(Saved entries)
--------------------------------------------------

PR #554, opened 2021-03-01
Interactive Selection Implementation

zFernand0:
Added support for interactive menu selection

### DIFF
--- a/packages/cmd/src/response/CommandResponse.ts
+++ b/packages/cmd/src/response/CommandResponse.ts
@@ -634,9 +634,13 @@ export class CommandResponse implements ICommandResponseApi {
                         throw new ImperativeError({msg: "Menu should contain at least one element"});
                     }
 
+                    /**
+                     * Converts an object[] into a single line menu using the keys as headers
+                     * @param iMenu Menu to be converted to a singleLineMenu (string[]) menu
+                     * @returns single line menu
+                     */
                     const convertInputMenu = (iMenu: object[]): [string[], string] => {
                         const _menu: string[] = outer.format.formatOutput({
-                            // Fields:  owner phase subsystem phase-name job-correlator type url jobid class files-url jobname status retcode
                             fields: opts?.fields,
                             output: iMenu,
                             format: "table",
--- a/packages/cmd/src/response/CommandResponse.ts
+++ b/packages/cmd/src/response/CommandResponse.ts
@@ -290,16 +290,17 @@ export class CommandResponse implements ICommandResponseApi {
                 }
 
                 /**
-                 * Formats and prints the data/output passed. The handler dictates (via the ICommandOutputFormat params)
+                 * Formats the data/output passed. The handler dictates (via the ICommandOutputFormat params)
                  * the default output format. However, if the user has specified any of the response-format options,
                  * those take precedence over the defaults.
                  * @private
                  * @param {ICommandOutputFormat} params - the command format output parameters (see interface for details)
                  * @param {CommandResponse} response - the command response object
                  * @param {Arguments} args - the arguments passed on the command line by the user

--------------------------------------------------

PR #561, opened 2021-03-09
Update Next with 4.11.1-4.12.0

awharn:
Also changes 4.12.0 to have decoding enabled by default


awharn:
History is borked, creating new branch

--------------------------------------------------

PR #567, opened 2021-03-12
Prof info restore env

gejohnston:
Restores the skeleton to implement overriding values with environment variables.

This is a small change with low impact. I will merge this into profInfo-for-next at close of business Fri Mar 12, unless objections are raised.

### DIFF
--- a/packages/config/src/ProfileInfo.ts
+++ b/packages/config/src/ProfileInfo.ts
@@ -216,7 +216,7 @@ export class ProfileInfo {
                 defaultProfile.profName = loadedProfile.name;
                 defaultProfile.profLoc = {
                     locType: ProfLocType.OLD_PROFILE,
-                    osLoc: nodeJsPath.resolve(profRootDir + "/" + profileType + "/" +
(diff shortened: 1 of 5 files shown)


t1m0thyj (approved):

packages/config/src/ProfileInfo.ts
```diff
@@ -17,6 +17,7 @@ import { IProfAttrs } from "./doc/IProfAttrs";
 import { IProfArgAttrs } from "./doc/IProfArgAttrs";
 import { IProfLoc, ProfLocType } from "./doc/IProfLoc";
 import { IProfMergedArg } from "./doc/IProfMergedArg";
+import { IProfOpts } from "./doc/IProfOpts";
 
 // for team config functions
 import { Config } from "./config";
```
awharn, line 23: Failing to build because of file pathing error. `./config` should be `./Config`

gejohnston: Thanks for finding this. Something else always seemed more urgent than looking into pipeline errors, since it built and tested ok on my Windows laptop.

--------------------------------------------------

Task objective.
Only a number is wanted here: how many lines of the records above include the string "passed"?

Answer box.
3